◆ **Exercise instructions**:
Report each line of the data below in which "also" appears.

Source records START

PR #10052, opened 2025-01-20
Fuzzing: Keep AVX flags enabled for Winch

jeffcharles:
Winch relies on AVX and AVX2 CPU features for implementing SIMD instructions on x64. The fuzzer sometimes disables these flags in Cranelift but the SIMD Wast tests are marked as supported if the Rust standard library says the current CPU has AVX and AVX2 support. So when the fuzzer disables these flags, the test is still marked as supported and then fails with an error saying AVX or AVX2 is required when the test is executed.

### DIFF
--- a/crates/fuzzing/src/generators/codegen_settings.rs
+++ b/crates/fuzzing/src/generators/codegen_settings.rs
@@ -31,6 +31,15 @@ impl CodegenSettings {
             }
         }
     }
+
+    /// Returns the flags used for codegen.
+    pub(crate) fn flags(&self) -> &[(String, String)] {
+        if let Self::Target { flags, .. } = self {
+            flags
+        } else {
+            &[]
+        }
+    }
 }
 
 impl<'a> Arbitrary<'a> for CodegenSettings {
--- a/crates/fuzzing/src/generators/config.rs
+++ b/crates/fuzzing/src/generators/config.rs
@@ -386,21 +386,6 @@ impl Config {
             }
         }
 
-        if self.wasmtime.compiler_strategy == CompilerStrategy::Winch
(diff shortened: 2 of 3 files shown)


alexcrichton:
Thanks for this! Figuring out how to navigate the fuzzers around this I always find a bit of a challenge. For example I thought we [already disabled the simd proposal for winch](https://github.com/bytecodealliance/wasmtime/blob/cd67a6090d515189a9c286bec2d993a591da3739/crates/fuzzing/src/generators/config.rs#L582), so how come Winch got some simd instructions?

Once we know simd is in the picture it also might make more sense to either accept this as a "this is allowed error" or fail earlier during the test case itself. We try to keep the fuzz test cases meaning the same thing across machines so instead of force-enabling AVX it might make more sense to see if AVX is either explicitly disabled or unavailable on hardware and in that case bail out and discard the fuzz test case basically

jeffcharles:
I had to add at least one method to the config to get access to the codegen flags in the oracle. Or at least I couldn't figure out another way to get access to the flags. The checks are also a little ugly because the value for the flag is typed as a `String` as opposed to a boolean.

alexcrichton (approved):
Looks good to me, and thanks! I was just looking at a similar-ish thing over at https://github.com/bytecodealliance/wasmtime/pull/10068 which jogged my memory and leads me to ask, mind adding a `log::warn!` call that the test case is being skipped like [this log here](https://github.com/bytecodealliance/wasmtime/blob/a018a5a9addb77d5998021a0150192aa955c71bf/crates/fuzzing/src/generators/codegen_settings.rs#L76-L77)?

Source records END

◆ **Answer to the exercise**:
Once we know simd is in the picture it also might make more sense to either accept this as a "this is allowed error" or fail earlier during the test case itself. We try to keep the fuzz test cases meaning the same thing across machines so instead of force-enabling AVX it might make more sense to see if AVX is either explicitly disabled or unavailable on hardware and in that case bail out and discard the fuzz test case basically
I had to add at least one method to the config to get access to the codegen flags in the oracle. Or at least I couldn't figure out another way to get access to the flags. The checks are also a little ugly because the value for the flag is typed as a `String` as opposed to a boolean.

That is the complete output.